Work order —
Please repeat only these lines, exactly: the one containing "I'll check the ownCloud nginx setup." and all that come after it in the material.

Data for review —
PR #414, opened 2015-05-26
Added fix to allow access to all files under owncloud webdav.

brocktice:
The nginx config blocks dotfiles, which prevents any of those dotfiles from being accessed in ownCloud. This fix allows access to everything under ownCloud webdav while still keeping the dotfile restrictions elsewhere.

### DIFF
--- a/conf/nginx.conf
+++ b/conf/nginx.conf
@@ -54,8 +54,8 @@ server {
 		alias /var/lib/mailinabox/mozilla-autoconfig.xml;
 	}
 
-	# Disable viewing dotfiles (.htaccess, .svn, .git, etc.)
-	location ~ /\.(ht|svn|git|hg|bzr) {
+	# Disable viewing dotfiles (.htaccess, .svn, .git, etc.), but not under php-controlled pages
+	location ~ ^/(?!.*\.php).*/\.(ht|svn|git|bzr)$ {
 		log_not_found off;
 		access_log off;
 		deny all;


JoshData:
What dotfiles are you referring to?

Also, did you test this?

brocktice:
The default nagios config put in place by MIAB blocks access to .git, .hg, .svn etc. This bypasses this restriction only for owncloud webdav. And yes, I actually went through several iterations, this is now working for me.

JoshData:
I mean, what this fixes is - if you *upload* a dotfile into ownCloud and then try to download it? What's an example of something that's blocked?

Also, this should go in the other nginx config file where ownCloud is configured.

brocktice:
For example, I put a software project into ownCloud using git, and the .git directory was blocked from being accessed by the Android and desktop programs.

I'll check the ownCloud nginx setup.

JoshData:
Okay. Downloading files from the web client (i.e. within /cloud) seems to work fine. The URLs have the form `/cloud/index.php/apps/files/ajax/download.php?dir=%2Ftest&files=.htaccess.txt`, which doesn't match the existing regex. The ownCloud Android app and deskop client access the same resource at `/cloud/remote.php/webdav/test/.htaccess.txt`, which is blocked by the regex, as you noted.

I think the fix can be much simpler, though --- just moving the location block to the end, so that ownCloud's location block has a higher precedence. This will continue to block dotfiles in statically hosted sites (because there's no regex location block for them). I'm about to commit a fix for this. It should get tagged here once I push.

Exercise result —
I'll check the ownCloud nginx setup.

JoshData:
Okay. Downloading files from the web client (i.e. within /cloud) seems to work fine. The URLs have the form `/cloud/index.php/apps/files/ajax/download.php?dir=%2Ftest&files=.htaccess.txt`, which doesn't match the existing regex. The ownCloud Android app and deskop client access the same resource at `/cloud/remote.php/webdav/test/.htaccess.txt`, which is blocked by the regex, as you noted.

I think the fix can be much simpler, though --- just moving the location block to the end, so that ownCloud's location block has a higher precedence. This will continue to block dotfiles in statically hosted sites (because there's no regex location block for them). I'm about to commit a fix for this. It should get tagged here once I push.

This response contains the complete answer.